Un “fertilizante” para las células cerebrales
El BDNF a veces se describe como un fertilizante para las células cerebrales. Niveles más altos se asocian con mejor aprendizaje, memoria y estado de ánimo, y pueden ayudar a proteger frente a enfermedades como la demencia y el Parkinson. El ejercicio es una de las formas más fiables de aumentar temporalmente el BDNF, pero estudios previos a menudo tomaron solo una muestra de sangre tras el entrenamiento, lo que dificulta ver cuándo alcanza realmente su pico o cuánto tiempo permanece elevado. Los resultados también han variado según la intensidad del ejercicio, cómo se midió el BDNF y cuándo se tomaron las muestras.

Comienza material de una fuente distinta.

PR #2643, opened 2023-05-03
Upgrade to Python 3.11

shifucun:
A few things updated together:

* Use light-the-torch to install cpu only torch
* Install en_core_web_lg with "-f" option, so no need to do separate check for en_core_web_lg
* Disable googlecloudprofiler as it has issue with the latest wheel setup. This is not used now.


server/__init__.py
```diff
@@ -219,18 +219,18 @@ def register_routes_common(app):
...
-
-    # Profiler initialization. It starts a daemon thread which continuously
-    # collects and uploads profiles. Best done as early as possible.
-    try:
-      # service and service_version can be automatically inferred when
-      # running on GCP.
-      googlecloudprofiler.start(verbose=3)
-    except (ValueError, NotImplementedError) as exc:
-      logging.error(exc)
+  # if os.environ.get('FLASK_ENV') in ['production', 'staging', 'autopush']:
```
chejennifer, line 222: should we just delete this if cloudprofiler isn't being used?

server/routes/place/html.py
```diff
@@ -30,7 +30,7 @@
 
 
 @bp.route('', strict_slashes=False)
-@bp.route('/<path:place_dcid>', strict_slashes=False)
+@bp.route('/<path:place_dcid>/', strict_slashes=False)
```
chejennifer, line 33: curious why we need the extra slash

chejennifer (approved):
thanks for upgrading!

server/__init__.py
shifucun: Removed

server/routes/place/html.py
shifucun: The latest Flask can not handle the trailing slash without specifying it explicitly.

pradh (approved):
Thanks a lot for doing this!

Very exciting!

jehangiramjad (approved):
LGTM! Many thanks :)

jehangiramjad (approved):
LGTM! Many thanks :)

PR #2646, opened 2023-05-04
Add a snapshot endpoint that uses selenium to return charts as JSON

pradh:
This takes about 10-15 seconds.

TODO: Add caching support


chejennifer (approved):
this is cool!

PR #2647, opened 2023-05-04
Move node server under static/

shifucun:


static/js/shared/place_search_bar.tsx
```diff
@@ -143,7 +143,7 @@ class PlaceSearchBar extends Component<PlaceSearchBarPropType> {
             </span>
           </div>
         );
-        container.prepend(ReactDOM.render(result, container));
+        ReactDOM.render(result, container);
```
chejennifer, line 146: curious if removing container.prepend changes anything on the UI?

chejennifer (approved):

static/js/shared/place_search_bar.tsx
shifucun: No, it was a misuse, ReactDOM.render does not return anything

PR #2648, opened 2023-05-04
Bumped datasets to 2.11

dwnoble:
Old datasets version was causing the error:

```
    return pd.read_csv(xopen(filepath_or_buffer, "rb", use_auth_token=use_auth_token), **kwargs)
TypeError: read_csv() got an unexpected keyword argument 'mangle_dupe_cols'
```

Reference: https://github.com/huggingface/datasets/issues/5744


shifucun:
This can be closed since we the version in HEAD is updated to 2.12.0 now.

PR #2649, opened 2023-05-04
line tile async fetch data

shifucun:
Refactor so the data fetch can be reused by server side rendering too


chejennifer (approved):
this looks clean!

PR #3110, opened 2023-08-01
add flag to hide website revamp changes

chejennifer:
- flag hides changes specific for the new data commons website. flag is set to true for prod and staging.


shifucun (approved):
thanks!!

PR #3112, opened 2023-08-01
Use default 3 digits precision for ranking tile; Do not auto focus explore query box

shifucun:
2 digits gives inaccurate result as we use M, K (1000 step) as unit. Also it makes per capita value very weak (all 0.1 or all 0)

Fix some lint issues as well.


chejennifer (approved):
nice

PR #3120, opened 2023-08-02
[tools revamp] update selection flow

chejennifer:
- remove selector box when user has clicked continue/made a selection

screen-recording-2023-08-02T082208 144


chejennifer:
thanks for the review!

PR #3141, opened 2023-08-04
[tools revamp] Add some P0 features

chejennifer:
- allow specifying denom in the url for map and scatter variables
- allow specifiying date in the url for map
- add the get BQ SQL Query button for map
- add zoom functionality for map

screen-recording-2023-08-04T084540 036


static/js/tools/map/bq_query_utils.ts
```diff
@@ -180,8 +183,10 @@ function getBaseWhereClause(
 }
 
 export function getPcQuery(
```
shifucun, line 185: looks like the BQ modal is in many tools not only map. Should these live outside the map folder?

shifucun (approved):
map zoom is a very nice feature! A highly asked one from friends testing :)

static/js/tools/map/bq_query_utils.ts
chejennifer: The BQ modal lives in the shared folder. These are the query utils specific to getting the query for the map tool!

chejennifer:
thanks for the review!

PR #3146, opened 2023-08-05
[library] Add subtitle slot to web components

juliawu:
Adds a slot to the web components to add an optional subtitle.

Note that based on the inline comment in `chart_tile.tsx`, it looks like intended behavior was for space for the header to remain even if a title is not provided. The CSS changes are to maintain this behavior, while avoiding awkward blank space between the title and subtitle.

Also confirmed these changes don't change the way our tiles are rendered in our Search/Chat interfaces.

Example:
```
<datacommons-bar
  title="Most populous states in the US"
  parentPlace="country/USA"
  childPlaceType="State"
  variables="Count_Person"
  maxPlaces="15"
>
<p slot="subtitle" style="text-align:center; color: grey; font-size: 0.85rem">(top 15 places)</p>  
</datacommons-bar>
```
Screenshot 2023-08-04 at 5 30 42 PM

### DIFF
--- a/packages/web-components/examples/all-charts.html
+++ b/packages/web-components/examples/all-charts.html
@@ -76,7 +76,9 @@
       childPlaceType="State"
       variables="Count_Person"
       maxPlaces="15"
-    ></datacommons-bar>
+    >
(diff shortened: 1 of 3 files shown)


chejennifer (approved):
nice!

PR #3160, opened 2023-08-08
Create separate formatUnit and formatNumberAndUnit function

shifucun:
This is to make it possible format value and unit differently.

Also cleaned up the formatNumberFn args as it is not used anymore.


chejennifer (approved):
nice & thanks for the clean up!

shifucun:
I ended up reverting creating two separate functions but use translateUnit for i18n for the unit formatting only.

PR #3168, opened 2023-08-09
Explore: Fork off page config building for SDG

pradh:
And implement the 3-level structure on the RHS.  Right now default_sdg looks like main, but the plan is to drive it off a config in upcoming PR.

image

### DIFF
--- a/server/lib/explore/page_sdg.py
+++ b/server/lib/explore/page_sdg.py
@@ -17,12 +17,15 @@ import time
 from typing import Dict, List
 
 from server.config.subject_page_pb2 import SubjectPageConfig
-from server.lib.explore.detector import Params
-from server.lib.explore.page_type import default
+from server.lib.explore import params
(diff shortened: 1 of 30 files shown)


server/lib/explore/page_sdg.py
```diff
@@ -0,0 +1,167 @@
...
+      footnote=variable.get_sv_footnote(all_svs),
+  )
+  state.uttr.counters.timeit('get_sv_details', start)
+
+  # Decide on the levels of the hierarchy!
+  topic_tree = _get_topic_tree(chart_vars_list, sv2thing, dc)
+
+  builder = Builder(state, env_config, sv2thing, len(chart_vars_list))
+
+  if topic_tree.page:
```
shifucun, line 61: comment on what are page vs category vs block

pradh: Done, thanks!

PR #3172, opened 2023-08-09
[tools revamp] add date options for scatter

chejennifer:
- allow setting date options in the url for scatter stat vars
- update subject page proto so that stat var spec takes a date


juliawu (approved):
Nice!

chejennifer:
thanks for the review!

PR #3481, opened 2023-09-10
[UN SDG] Ignore ranking charts in fulfillment response

juliawu:
This PR Ignore ranking charts in fulfilment responses, to avoid showing "unknown chart type RANKING ..." errors to the user. Decision is not to have ranking tiles for now. We can add them in properly in a followup PR if wanted.

Before:
Screenshot 2023-09-09 at 8 39 50 PM

After
Screenshot 2023-09-09 at 8 40 05 PM


chejennifer (approved):
thanks

PR #3482, opened 2023-09-10
[UN SDG] Enable multi-place line charts

juliawu:
This PR:
* Updates the interface of ChartConfigTile to match new return type of detect-and-fulfill endpoint
* Updates logic in line tile rendering to support multiple places
* Allows for placeDcidOverride to override the places passed into the line chart. 

Screenshot 2023-09-09 at 9 01 05 PM


chejennifer (approved):
nice

PR #3483, opened 2023-09-10
Fix "explore more" hash for bar tiles

juliawu:
Updates the link for "Explore in Timeline Tool" so the resulting page doesn't have extra place chips.

### On UN SDG Pages, removes extra blank chip
Before:
Screenshot 2023-09-09 at 9 21 48 PM

After:
Screenshot 2023-09-09 at 9 21 35 PM

### On explore pages, removes duplicate chip
Before:
Screenshot 2023-09-09 at 9 28 33 PM

After:
Screenshot 2023-09-09 at 9 29 17 PM


chejennifer (approved):
nice

PR #3485, opened 2023-09-10
Fixed country selector dropdown arrow so clicking it shows the dropdown

dwnoble:
Before: this arrow didnt trigger the dropdown

country_select


chejennifer (approved):
nice

PR #3491, opened 2023-09-10
Some minor fix for unsdg tracker

shifucun:


static/js/utils/tile_utils.tsx
```diff
@@ -407,7 +407,9 @@ export function getStatFormat(
     const seriesWithFacet = Object.values(
       statSeriesData.data[svSpec.statVar]
     ).find((series) => !!series.facet);
-    statMetadata = statSeriesData.facets[seriesWithFacet.facet];
+    if (seriesWithFacet) {
```
chejennifer, line 410: can you also add add this same check for obsWithFacet in the statPointData handling

chejennifer (approved):
thanks!

static/js/utils/tile_utils.tsx
shifucun: Done

PR #3492, opened 2023-09-10
Fix maps of Europe being cut-off

juliawu:
Updates the projection scaling for maps of Europe so that the borders are no longer cut off when the chart is much wider than its height.

 Before:
Screenshot 2023-09-10 at 2 15 48 PM

After:
Screenshot 2023-09-10 at 2 15 21 PM

What Map tool now looks like:
Screenshot 2023-09-10 at 2 18 01 PM

What explore tiles now look like:
Screenshot 2023-09-10 at 2 18 33 PM


chejennifer (approved):
nice

PR #3493, opened 2023-09-10
Add date to tooltips in map tile

juliawu:
Adds the date to tooltips in the map tile

Screenshot:
Screenshot 2023-09-10 at 3 16 54 PM

### DIFF
--- a/static/js/components/tiles/map_tile.tsx
+++ b/static/js/components/tiles/map_tile.tsx
@@ -113,7 +113,6 @@ interface RawData {
 }
 
 export interface MapChartData {
-  dataDates: { [dcid: string]: string };
   dataValues: { [dcid: string]: number };
   metadata: { [dcid: string]: DataPointMetadata };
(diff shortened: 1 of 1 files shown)


static/js/components/tiles/map_tile.tsx
```diff
@@ -339,6 +340,7 @@ function rawToChart(
   const metadataMap = rawData.placeStat.facets || {};
   const placeStat = rawData.placeStat.data[statVarSpec.statVar] || {};
 
+  const dataDates = {};
```
chejennifer, line 343: the date for each value is already in the metadata (line 345), no need to add this

juliawu: Ooh thanks for the heads up! Swapped to using `metadata` instead.

chejennifer (approved):
thanks for the update

dwnoble (approved):

PR #3497, opened 2023-09-11
Add flask endpoint to fetch observation facets

shifucun:


server/lib/fetch.py
```diff
@@ -73,18 +73,24 @@ def _get_processed_facets(facets):
 
 
 def _convert_v2_obs_point(facet):
-  return {
+  result = {
       'facet': facet['facetId'],
-      'date': facet['observations'][0]['date'],
-      'value': facet['observations'][0]['value']
   }
+  if 'observations' in facet:
```
chejennifer, line 79: not sure if facet['observations'] can be empty .. if it can be, maybe also check that facet['observations'] is not empty before accessing the first element?

chejennifer (approved):
very nice, thank you!

server/lib/fetch.py
shifucun: Done

PR #3504, opened 2023-09-11
Add a spinner loading prompt after 3 seconds

shifucun:
image

### DIFF
--- a/static/css/base.scss
+++ b/static/css/base.scss
@@ -115,7 +115,7 @@ $headings-font-family: "Google Sans", "Public Sans", $font-family-sans-serif;
 #main-nav .navbar-brand .sep {
   color: var(--gm-3-ref-neutral-neutral-40);
   display: inline-block;
-  margin: 0 .5rem;
+  margin: 0 0.5rem;
 }
 
 .main-content {
@@ -261,7 +261,7 @@ $headings-font-family: "Google Sans", "Public Sans", $font-family-sans-serif;
     justify-content: space-between;
   }
   height: fit-content;
-  
+
   @media (max-width: $sub-footer-breakpoint) {
     .container {
       align-items: center;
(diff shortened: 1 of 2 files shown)


static/css/base.scss
```diff
@@ -356,6 +356,28 @@ $headings-font-family: "Google Sans", "Public Sans", $font-family-sans-serif;
...
+  align-items: center;
+}
+
+#spinner-text::after {
+  content: "Still loading ...";
+  z-index: 10;
+  margin-top: 150px;
+  margin-left: 20px;
+  font-size: 20px;
+  color: white;
```
beets, line 376: is white text visible enough against the loading background? could you add a screenshot

static/css/base.scss
```diff
@@ -356,6 +356,28 @@ $headings-font-family: "Google Sans", "Public Sans", $font-family-sans-serif;
...
+  opacity: 0; /* Initially hidden */
+  animation: fadeIn 0.5s forwards 3s; /* Animation after 3s delay */
```
beets, line 378: fancy :)

static/css/base.scss
```diff
@@ -356,6 +356,28 @@ $headings-font-family: "Google Sans", "Public Sans", $font-family-sans-serif;
...
+  display: flex;
+  justify-content: center;
+  align-items: center;
+}
+
+#spinner-text::after {
+  content: "Still loading ...";
+  z-index: 10;
+  margin-top: 150px;
+  margin-left: 20px;
```
beets, line 374: is the margin necessary if it's already centered?

beets (approved):
this is a very cool, css only solution :)

static/css/base.scss
shifucun: updated screenshot, can you check?

static/css/base.scss
shifucun: done

static/css/base.scss
shifucun: from genAI :)

chejennifer (approved):
nice!

static/css/base.scss
beets: i think it's better to remove since it does look off center now..

beets:
thanks for the screenshot - looks good!

static/css/base.scss
shifucun: I tried that but since there is "...", the text part seems off center. The 20px is used to offset that.

PR #3509, opened 2023-09-11
Homepage speed updates

beets:
Address low hanging fruit from https://pagespeed.web.dev/analysis/https-dev-datacommons-org/gklwbb79ky?form_factor=mobile

- Clean up unused fonts
- Combine fonts to a single call (material icons stays separate so we can block display until font is loaded)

Tres maneras de correr, un grupo de voluntarios
Para desenmarañar estos efectos, los investigadores reclutaron a 12 hombres jóvenes sanos que completaron tres sesiones de carrera en orden aleatorio, separadas por una semana. Una fue ejercicio continuo de baja intensidad: una carrera continua de 30 minutos al 50% de la velocidad aeróbica máxima de cada hombre. La segunda fue ejercicio continuo de intensidad moderada al 70% de esa velocidad. La tercera fue ejercicio interválico de alta intensidad: repeticiones de 15 segundos a máxima intensidad ligeramente por encima de su velocidad aeróbica máxima, cada una seguida de 15 segundos de descanso, organizadas en cuatro series a lo largo de 30 minutos. Antes y después de cada sesión, el equipo extrajo sangre siete veces durante una hora y midió tanto BDNF como lactato, una sustancia que se eleva bruscamente durante el ejercicio intenso y que puede actuar como señal hacia el cerebro.
Qué pasó con las señales relacionadas con el cerebro tras el ejercicio
Los tres entrenamientos produjeron patrones claramente distintos. Durante y después de la sesión interválica más dura, la frecuencia cardiaca y los niveles de lactato fueron mucho más altos que durante las carreras continuas más fáciles. El BDNF siguió la misma pauta: solo los intervalos de alta intensidad provocaron un gran aumento del BDNF en sangre. Los niveles subieron inmediatamente después del entrenamiento, alcanzaron su pico alrededor de los 15 minutos de recuperación y luego descendieron lentamente hacia el valor inicial a los 60 minutos. En contraste, durante las carreras continuas de baja y moderada intensidad, el BDNF apenas se alejó de la línea base en ningún momento. Esto significa que tomar solo una muestra “post-ejercicio” podría perder fácilmente el verdadero pico, y que la intensidad y la estructura de intervalos moldean fuertemente la respuesta relacionada con el cerebro.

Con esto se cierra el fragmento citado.